About this task ->
Your job is to set down the stretch of entries that opens with the line containing "-32,6 +32,13 @@ module Pronto" and closes with the line containing "### LINKED ISSUE #218: pronto". Keep both end lines, copy each exactly, and add nothing.

(Beginning of Supplied information)

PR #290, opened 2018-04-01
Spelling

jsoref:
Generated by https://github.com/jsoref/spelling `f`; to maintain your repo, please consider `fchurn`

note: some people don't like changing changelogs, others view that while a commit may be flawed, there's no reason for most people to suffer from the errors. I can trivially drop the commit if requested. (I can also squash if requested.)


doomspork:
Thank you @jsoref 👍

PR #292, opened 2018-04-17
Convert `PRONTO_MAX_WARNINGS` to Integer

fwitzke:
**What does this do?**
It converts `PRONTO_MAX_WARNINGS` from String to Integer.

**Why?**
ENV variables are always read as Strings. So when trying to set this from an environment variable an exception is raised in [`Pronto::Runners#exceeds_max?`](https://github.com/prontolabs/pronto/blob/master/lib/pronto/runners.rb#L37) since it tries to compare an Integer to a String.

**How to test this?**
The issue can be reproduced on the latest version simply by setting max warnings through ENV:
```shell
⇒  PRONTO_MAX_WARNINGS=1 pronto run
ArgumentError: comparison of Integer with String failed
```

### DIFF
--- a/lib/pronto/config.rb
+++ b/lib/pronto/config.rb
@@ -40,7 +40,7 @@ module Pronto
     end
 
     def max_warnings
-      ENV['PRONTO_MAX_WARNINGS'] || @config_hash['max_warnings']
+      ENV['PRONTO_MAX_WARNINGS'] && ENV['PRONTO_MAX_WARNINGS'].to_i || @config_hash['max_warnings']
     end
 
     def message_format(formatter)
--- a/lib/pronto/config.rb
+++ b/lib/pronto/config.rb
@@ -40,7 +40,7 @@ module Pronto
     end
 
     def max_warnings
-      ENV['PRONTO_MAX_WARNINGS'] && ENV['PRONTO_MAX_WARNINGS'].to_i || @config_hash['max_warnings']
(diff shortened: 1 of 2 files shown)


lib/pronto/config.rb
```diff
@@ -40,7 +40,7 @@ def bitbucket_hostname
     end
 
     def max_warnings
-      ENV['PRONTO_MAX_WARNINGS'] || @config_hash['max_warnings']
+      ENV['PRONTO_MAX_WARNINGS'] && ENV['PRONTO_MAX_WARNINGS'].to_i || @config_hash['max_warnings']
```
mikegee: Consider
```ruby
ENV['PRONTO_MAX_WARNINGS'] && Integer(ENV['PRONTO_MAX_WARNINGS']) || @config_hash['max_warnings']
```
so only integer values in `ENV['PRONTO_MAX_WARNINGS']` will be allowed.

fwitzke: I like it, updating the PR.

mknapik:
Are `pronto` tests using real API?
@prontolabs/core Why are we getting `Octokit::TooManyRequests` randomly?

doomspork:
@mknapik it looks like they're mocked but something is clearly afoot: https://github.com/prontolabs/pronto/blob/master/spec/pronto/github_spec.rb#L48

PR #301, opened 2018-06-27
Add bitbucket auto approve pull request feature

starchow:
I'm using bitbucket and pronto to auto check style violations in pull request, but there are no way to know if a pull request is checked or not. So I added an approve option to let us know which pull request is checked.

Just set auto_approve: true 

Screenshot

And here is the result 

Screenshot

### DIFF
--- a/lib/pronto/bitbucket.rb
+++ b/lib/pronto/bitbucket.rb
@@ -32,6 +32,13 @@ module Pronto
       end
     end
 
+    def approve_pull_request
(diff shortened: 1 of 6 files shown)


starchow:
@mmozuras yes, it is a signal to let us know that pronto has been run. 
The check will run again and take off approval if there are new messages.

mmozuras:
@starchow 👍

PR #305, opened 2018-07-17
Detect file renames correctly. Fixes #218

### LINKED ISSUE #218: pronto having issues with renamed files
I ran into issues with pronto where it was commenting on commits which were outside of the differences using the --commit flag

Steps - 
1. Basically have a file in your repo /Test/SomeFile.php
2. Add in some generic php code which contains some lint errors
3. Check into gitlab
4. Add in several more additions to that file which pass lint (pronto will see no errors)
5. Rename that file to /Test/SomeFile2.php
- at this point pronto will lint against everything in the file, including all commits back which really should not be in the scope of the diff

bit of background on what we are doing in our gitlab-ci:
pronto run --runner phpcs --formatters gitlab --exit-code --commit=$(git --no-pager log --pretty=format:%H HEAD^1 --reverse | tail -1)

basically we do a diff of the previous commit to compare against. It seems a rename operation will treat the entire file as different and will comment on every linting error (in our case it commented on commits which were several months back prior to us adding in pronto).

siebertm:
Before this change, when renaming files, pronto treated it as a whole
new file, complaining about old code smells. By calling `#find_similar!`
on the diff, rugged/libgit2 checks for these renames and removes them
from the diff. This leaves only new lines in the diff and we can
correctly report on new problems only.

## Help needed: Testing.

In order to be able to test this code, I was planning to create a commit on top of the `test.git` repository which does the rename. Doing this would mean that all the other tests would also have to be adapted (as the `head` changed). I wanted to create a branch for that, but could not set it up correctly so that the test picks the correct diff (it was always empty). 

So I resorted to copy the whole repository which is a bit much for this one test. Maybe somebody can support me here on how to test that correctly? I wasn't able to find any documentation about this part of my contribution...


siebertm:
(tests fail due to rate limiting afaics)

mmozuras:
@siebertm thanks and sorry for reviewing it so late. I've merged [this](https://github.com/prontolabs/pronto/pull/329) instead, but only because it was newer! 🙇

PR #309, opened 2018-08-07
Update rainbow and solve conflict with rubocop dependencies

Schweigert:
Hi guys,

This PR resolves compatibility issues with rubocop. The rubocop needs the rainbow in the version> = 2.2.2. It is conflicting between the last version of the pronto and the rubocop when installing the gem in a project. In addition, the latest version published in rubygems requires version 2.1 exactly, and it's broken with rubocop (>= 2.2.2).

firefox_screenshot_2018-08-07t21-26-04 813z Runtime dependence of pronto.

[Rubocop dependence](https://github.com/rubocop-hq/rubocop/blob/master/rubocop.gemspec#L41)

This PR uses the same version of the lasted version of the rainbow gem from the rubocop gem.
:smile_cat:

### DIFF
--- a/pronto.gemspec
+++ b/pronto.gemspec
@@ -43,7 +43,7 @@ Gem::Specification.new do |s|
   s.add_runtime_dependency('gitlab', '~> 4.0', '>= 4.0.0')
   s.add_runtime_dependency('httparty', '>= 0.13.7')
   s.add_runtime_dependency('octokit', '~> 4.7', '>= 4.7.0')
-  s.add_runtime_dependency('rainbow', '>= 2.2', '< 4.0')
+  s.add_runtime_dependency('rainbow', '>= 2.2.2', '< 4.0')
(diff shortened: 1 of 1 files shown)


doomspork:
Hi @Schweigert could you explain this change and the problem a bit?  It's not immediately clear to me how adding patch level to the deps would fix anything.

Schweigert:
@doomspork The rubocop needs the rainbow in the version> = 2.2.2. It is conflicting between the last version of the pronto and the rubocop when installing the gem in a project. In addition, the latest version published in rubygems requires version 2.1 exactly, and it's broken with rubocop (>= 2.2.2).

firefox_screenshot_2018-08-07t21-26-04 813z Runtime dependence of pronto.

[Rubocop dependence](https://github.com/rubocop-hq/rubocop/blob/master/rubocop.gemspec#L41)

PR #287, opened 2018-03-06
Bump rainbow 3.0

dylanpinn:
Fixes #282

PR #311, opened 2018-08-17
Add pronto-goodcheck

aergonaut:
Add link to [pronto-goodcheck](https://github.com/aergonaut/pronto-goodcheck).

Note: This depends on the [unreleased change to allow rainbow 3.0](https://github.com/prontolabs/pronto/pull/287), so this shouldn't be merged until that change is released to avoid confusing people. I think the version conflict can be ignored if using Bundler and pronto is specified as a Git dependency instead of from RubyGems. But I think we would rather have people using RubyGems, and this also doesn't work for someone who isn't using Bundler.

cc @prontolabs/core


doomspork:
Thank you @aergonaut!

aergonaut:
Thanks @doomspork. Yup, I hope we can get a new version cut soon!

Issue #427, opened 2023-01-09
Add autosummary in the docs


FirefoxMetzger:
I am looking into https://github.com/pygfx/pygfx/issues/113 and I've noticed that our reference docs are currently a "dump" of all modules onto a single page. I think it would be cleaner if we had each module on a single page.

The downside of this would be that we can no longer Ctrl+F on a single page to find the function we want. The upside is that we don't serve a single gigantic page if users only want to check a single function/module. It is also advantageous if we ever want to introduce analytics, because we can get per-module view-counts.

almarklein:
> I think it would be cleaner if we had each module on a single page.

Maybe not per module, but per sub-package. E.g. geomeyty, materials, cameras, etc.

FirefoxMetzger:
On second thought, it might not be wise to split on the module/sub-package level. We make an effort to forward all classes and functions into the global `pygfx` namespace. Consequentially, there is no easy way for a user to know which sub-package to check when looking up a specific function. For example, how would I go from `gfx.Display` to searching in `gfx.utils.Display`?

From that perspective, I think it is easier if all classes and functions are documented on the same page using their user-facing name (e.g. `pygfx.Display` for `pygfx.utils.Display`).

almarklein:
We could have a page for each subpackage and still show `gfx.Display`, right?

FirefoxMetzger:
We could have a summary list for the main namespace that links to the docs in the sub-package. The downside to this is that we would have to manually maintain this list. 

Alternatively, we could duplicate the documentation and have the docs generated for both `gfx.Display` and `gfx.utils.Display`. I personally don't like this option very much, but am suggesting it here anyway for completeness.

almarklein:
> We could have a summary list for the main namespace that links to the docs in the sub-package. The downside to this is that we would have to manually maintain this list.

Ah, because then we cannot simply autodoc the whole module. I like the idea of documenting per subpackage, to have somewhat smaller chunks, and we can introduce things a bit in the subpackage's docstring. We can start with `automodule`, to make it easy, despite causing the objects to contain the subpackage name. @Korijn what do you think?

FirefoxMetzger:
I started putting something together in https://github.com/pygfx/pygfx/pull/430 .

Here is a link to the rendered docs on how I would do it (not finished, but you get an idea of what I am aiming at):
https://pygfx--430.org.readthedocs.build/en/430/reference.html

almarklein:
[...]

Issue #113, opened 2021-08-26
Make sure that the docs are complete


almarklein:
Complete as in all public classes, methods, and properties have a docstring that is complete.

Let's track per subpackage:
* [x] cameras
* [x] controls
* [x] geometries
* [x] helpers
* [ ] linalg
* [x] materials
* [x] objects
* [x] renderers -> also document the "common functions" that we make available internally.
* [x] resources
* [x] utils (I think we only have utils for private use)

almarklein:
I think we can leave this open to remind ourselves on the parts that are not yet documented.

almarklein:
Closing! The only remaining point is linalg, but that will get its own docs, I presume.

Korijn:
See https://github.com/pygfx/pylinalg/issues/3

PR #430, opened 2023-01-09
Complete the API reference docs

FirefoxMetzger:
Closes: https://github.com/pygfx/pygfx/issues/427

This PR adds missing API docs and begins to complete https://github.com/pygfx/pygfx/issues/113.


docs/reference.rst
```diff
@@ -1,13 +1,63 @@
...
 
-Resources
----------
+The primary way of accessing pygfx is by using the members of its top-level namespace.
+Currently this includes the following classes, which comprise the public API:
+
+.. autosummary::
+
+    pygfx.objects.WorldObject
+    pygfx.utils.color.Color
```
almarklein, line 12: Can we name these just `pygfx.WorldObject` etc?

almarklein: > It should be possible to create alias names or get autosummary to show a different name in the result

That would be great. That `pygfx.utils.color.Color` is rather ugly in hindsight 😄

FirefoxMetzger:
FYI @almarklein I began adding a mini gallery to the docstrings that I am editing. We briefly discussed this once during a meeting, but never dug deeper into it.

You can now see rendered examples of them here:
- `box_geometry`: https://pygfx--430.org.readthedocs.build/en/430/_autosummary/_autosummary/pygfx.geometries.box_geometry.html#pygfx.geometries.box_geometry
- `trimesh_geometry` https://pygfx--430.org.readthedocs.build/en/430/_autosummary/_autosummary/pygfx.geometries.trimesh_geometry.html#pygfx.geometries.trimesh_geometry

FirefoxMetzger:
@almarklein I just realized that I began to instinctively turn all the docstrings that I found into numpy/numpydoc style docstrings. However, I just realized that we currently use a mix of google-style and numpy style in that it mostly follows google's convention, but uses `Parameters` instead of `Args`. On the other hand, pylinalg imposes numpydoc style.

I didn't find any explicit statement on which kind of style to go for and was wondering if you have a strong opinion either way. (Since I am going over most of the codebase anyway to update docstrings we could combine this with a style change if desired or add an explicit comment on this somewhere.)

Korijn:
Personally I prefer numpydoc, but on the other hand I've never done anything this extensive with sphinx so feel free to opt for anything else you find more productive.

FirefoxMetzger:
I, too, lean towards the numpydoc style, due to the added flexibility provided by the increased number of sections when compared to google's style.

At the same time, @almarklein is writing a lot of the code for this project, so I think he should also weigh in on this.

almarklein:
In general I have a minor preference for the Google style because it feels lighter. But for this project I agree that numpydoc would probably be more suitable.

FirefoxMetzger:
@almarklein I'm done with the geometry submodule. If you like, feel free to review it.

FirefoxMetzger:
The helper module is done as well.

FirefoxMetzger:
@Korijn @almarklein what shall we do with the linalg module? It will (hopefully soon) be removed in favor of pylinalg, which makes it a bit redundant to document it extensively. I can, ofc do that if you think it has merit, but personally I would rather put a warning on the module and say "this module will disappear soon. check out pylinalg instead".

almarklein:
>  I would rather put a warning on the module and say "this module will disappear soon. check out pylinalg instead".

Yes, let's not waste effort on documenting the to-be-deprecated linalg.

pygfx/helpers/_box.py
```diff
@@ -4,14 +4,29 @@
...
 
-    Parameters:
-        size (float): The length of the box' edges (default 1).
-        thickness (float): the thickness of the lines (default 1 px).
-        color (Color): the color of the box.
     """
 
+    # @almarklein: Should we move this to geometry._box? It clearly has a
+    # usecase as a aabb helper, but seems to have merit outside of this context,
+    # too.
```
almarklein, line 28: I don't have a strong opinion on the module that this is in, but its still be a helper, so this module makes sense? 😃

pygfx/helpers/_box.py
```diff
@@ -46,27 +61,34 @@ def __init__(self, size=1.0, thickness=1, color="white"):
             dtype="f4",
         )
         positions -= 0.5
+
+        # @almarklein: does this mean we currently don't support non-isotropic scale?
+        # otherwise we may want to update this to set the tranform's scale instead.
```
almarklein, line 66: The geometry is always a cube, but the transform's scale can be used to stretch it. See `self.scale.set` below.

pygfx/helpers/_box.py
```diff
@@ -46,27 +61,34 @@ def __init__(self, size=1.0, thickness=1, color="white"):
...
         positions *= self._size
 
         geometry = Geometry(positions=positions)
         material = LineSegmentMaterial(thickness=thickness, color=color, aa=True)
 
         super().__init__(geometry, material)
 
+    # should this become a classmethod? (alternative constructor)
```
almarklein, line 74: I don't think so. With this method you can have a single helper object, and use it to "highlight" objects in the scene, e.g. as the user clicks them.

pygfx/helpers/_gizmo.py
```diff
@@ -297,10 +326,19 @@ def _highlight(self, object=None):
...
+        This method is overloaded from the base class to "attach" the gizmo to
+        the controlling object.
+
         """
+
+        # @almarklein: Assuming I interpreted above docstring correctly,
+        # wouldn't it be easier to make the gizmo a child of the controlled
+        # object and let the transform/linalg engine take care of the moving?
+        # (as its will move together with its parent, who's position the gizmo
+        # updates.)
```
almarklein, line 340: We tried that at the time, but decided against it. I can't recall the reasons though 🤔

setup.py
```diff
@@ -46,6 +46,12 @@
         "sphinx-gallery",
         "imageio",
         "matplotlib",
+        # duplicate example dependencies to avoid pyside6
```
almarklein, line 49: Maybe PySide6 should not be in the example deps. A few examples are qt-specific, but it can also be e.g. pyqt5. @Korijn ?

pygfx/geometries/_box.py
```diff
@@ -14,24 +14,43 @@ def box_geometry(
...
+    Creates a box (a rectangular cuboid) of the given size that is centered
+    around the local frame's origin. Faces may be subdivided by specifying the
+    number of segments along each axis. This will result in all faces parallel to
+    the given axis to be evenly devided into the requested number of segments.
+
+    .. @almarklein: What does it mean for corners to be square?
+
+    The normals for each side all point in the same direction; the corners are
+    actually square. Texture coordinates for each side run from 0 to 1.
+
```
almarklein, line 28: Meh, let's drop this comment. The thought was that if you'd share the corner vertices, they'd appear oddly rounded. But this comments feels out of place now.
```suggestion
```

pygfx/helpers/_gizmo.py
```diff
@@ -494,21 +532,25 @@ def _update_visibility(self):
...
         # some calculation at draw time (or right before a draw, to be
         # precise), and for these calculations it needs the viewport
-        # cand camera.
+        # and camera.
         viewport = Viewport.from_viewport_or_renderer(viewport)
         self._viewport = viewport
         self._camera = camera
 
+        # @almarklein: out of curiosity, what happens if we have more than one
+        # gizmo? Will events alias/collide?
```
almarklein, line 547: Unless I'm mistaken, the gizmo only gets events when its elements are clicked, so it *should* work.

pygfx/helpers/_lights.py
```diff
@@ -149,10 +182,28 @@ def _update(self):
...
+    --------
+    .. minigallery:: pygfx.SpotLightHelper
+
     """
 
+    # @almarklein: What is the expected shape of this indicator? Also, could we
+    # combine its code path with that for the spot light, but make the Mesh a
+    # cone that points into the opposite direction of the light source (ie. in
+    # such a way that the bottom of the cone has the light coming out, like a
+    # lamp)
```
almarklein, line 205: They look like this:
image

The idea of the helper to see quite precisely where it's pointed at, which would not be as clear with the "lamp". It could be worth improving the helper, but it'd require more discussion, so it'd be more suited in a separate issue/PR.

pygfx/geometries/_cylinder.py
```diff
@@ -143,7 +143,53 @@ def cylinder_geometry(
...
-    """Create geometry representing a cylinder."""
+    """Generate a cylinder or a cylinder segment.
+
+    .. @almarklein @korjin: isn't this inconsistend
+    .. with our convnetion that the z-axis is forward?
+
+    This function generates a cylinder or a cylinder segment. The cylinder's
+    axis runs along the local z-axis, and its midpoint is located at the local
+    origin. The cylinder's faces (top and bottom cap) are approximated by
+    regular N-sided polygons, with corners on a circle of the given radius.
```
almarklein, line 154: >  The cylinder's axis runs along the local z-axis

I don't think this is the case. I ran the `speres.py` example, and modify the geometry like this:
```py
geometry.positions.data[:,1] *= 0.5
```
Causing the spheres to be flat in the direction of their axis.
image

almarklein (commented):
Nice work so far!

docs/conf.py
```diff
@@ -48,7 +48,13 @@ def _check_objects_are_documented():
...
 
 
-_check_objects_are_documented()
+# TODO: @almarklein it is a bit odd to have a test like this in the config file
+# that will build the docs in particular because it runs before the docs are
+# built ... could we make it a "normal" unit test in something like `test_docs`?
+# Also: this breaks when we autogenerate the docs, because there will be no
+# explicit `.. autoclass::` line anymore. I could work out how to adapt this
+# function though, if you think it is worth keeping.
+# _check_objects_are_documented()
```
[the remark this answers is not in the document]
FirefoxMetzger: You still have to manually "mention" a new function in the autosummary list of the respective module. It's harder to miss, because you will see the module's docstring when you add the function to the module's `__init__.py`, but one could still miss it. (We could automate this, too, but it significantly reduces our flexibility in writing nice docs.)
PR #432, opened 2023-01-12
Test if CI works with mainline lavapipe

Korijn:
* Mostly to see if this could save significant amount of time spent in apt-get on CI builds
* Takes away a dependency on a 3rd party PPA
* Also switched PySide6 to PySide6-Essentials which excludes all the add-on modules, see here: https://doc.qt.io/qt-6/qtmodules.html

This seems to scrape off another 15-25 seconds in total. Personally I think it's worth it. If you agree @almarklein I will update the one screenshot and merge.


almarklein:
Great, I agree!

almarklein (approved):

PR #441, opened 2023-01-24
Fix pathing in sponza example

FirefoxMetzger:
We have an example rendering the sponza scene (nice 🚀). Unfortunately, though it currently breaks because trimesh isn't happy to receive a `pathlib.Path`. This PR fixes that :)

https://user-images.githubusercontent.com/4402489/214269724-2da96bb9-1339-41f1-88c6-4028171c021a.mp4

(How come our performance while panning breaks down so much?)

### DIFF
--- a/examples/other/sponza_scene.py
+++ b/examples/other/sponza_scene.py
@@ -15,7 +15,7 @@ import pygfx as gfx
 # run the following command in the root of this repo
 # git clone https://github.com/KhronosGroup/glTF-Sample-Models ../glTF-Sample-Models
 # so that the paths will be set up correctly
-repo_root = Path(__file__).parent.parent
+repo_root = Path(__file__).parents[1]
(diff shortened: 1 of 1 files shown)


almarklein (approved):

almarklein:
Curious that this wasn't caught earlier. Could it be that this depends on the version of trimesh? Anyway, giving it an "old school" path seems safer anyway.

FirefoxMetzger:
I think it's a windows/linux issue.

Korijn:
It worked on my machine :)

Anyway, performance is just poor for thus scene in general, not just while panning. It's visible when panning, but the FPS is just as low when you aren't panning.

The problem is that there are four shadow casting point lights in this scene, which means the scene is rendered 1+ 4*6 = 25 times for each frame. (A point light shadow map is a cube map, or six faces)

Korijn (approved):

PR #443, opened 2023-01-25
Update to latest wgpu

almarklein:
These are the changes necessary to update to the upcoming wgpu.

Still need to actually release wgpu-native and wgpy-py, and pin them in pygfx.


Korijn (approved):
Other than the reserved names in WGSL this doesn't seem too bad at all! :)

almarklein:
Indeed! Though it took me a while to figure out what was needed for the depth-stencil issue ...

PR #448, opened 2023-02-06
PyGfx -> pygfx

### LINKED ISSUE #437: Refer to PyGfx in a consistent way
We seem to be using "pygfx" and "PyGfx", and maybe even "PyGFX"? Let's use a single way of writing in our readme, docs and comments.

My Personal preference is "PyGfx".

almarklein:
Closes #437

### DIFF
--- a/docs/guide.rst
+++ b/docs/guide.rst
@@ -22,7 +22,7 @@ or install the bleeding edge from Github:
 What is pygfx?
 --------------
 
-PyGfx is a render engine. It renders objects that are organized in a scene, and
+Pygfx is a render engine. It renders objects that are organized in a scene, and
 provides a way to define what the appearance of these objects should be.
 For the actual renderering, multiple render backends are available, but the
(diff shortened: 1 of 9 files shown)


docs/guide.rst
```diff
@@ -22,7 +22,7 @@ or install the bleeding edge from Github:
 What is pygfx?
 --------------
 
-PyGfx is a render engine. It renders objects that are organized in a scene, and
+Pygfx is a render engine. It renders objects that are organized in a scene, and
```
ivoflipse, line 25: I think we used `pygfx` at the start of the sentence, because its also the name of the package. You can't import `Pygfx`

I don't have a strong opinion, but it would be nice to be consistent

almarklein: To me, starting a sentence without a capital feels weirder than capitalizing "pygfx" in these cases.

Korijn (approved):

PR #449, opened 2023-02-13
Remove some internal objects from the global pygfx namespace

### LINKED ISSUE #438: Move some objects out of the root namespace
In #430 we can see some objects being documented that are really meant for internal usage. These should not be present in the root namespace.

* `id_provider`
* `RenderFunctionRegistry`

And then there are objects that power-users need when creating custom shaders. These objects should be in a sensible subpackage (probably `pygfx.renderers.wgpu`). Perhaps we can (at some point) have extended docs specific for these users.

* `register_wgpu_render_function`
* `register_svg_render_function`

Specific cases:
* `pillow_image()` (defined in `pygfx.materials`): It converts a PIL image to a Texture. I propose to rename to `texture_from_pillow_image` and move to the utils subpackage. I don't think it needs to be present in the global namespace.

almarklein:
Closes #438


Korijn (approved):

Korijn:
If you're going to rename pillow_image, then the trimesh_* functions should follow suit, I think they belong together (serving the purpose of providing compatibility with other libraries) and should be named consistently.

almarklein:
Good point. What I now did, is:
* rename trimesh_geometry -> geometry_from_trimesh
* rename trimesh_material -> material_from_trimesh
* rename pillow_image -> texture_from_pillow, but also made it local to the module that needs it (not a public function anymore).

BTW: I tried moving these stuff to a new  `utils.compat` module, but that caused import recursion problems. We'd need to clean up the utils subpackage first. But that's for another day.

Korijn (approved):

(End of Supplied information)

Answer section ->
@@ -32,6 +32,13 @@ module Pronto
       end
     end
 
+    def approve_pull_request
(diff shortened: 1 of 6 files shown)


starchow:
@mmozuras yes, it is a signal to let us know that pronto has been run. 
The check will run again and take off approval if there are new messages.

mmozuras:
@starchow 👍

PR #305, opened 2018-07-17
Detect file renames correctly. Fixes #218

### LINKED ISSUE #218: pronto having issues with renamed files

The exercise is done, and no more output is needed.